Whether you are a founder, executive, friend or parent there are always moments of overwhelm and uncertainty.
When your nimble adrenaline-fuelled start-up company is beginning to creak and stall at it’s very moment of high growth.
When your once slick and energising professional day is feeling ridiculously busy yet somehow stagnant.
When your family life feels rushed and full of daily mini-battles.
When essentially your groove has become a rut.
What do you do?
Think endlessly about the problems themselves?
Rehash what has gone wrong?
Plan what needs to change?
This is called “single-loop thinking”: thinking in depth about a situation and the problems inherent in it and how to overcome them.
It can be effective but often it’s relatively short-term and unsustainable.
And you may find you are just burrowing deeper and deeper into that rut.
To make a real change shift instead to “double-loop thinking”: thinking about your thinking.
Bore down to a deeper level.
Study your own thinking about the situation: your thought patterns, your assumptions, biases and beliefs.
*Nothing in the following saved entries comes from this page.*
PR #5278, opened 2024-09-11
NUX API

estrattonbailey:
### Depends on https://github.com/bluesky-social/atproto/pull/2810

Adds interfaces for the generic "new user experience" API added above.

### Usage
Imagine a little blue dot hovering over the new video button in the composer. Define a NUX in `definitions.ts`

```tsx
export type AppNux =
  ...
  | BaseNux<{
      id: Nux.VideoComposerButton
      data: undefined // don't need to store anything
    }>
```

Build your UI. Check if user has completed NUX, and if not, show NUX UI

How does your thinking actually exasperate and deepen the situation?
What might happen if you changed your thinking instead of trying to change the problem?
Examine your thinking not the problem.
Exhibit One: Single loop thinking.
You are overworked.
You lament how much is in your diary, how incompetent everyone else is.
You take a holiday and then hire an executive assistant.
You are still busy all the time.
Exhibit Two: Double-Loop thinking
You are overworked.
You take a step back and look at your thoughts. You realise that you think no one else can do what you do as well you do it: so you do everything. You also think being busy is an achievement in itself.
You stop micro-managing: your staff step up.
You delegate, cancel, trim all meetings.
You are free.
Back to Einstein:
“A problem cannot be resolved from the consciousness from which it was created”.
So take a step back, put your own thinking on the table and not just the problem, learn and then move forward.